Learning outcomes

  • Model unit cost
  • Set reliability targets
  • Design bounded fallback behavior

Mental model

Production quality is a portfolio of outcomes: task success, cost, latency, availability, and safe degradation. A system is not optimized if one metric improves by hiding failure elsewhere.

Demand and task value
Quality target
Cost and latency budget
Routing and fallbacks
Observe successful outcomes

Theory

Model unit cost includes input, cached input, output, retries, retrieval, tools, storage, evaluation, and operations. Reliability design sets timeouts, retry budgets, idempotency, circuit breakers, fallbacks, and service objectives. Route by task difficulty and consequence. Observe p50 and tail latency, cost per successful task, and fallback quality.

Alternatives and trade-offs

Smaller models reduce unit cost, caching avoids repeated work, batch processing improves utilization, self-hosting changes fixed and variable costs, and graceful degradation preserves core workflows.

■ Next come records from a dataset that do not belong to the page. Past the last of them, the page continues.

PR #12104, opened 2017-06-06
Fix for CoreRT issue https://github.com/dotnet/corert/issues/3672 (armel tizen)

sergign60:

PR #12232, opened 2017-06-12
[Arm32] Fix legacy backend build when FEATURE_READYTORUN_COMPILER is not defined

jashook:


jashook:
@BruceForstall @jkotas ptal
/cc @dotnet/jit-contrib @sergign60

jashook:
The break originally came in with #12104

src/jit/codegenlegacy.cpp
```diff
@@ -19201,12 +19201,14 @@ regMaskTP CodeGen::genCodeForCall(GenTreeCall* call, bool valUsed)
                 {
                     noway_assert(helperNum != CORINFO_HELP_UNDEF);
 
+                    #ifdef FEATURE_READYTORUN_COMPILER
```
jkotas: Nit: I think that the convention is to start the ifdefs at the start of the line

src/jit/codegenlegacy.cpp
```diff
@@ -19201,12 +19201,14 @@ regMaskTP CodeGen::genCodeForCall(GenTreeCall* call, bool valUsed)
...
                     if (call->gtEntryPoint.addr != NULL)
                     {
                         accessType = call->gtEntryPoint.accessType;
                         addr       = call->gtEntryPoint.addr;
                     }
                     else
+                    #endif FEATURE_READYTORUN_COMPILER
```
BruceForstall: This should be:
```
#endif // FEATURE_READYTORUN_COMPILER
```

jashook:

Failure modes and misconceptions

Do not retry every error, route solely by token price, report cost per request without success, or use a fallback that violates the original safety contract.

Knowledge check

Reflect before revealing the guide

Why is cost per successful task more informative than cost per API call?

Decision scenario

A document workflow retries transient failures once, falls back to a validated smaller model for low-risk extraction, and queues high-risk cases for review.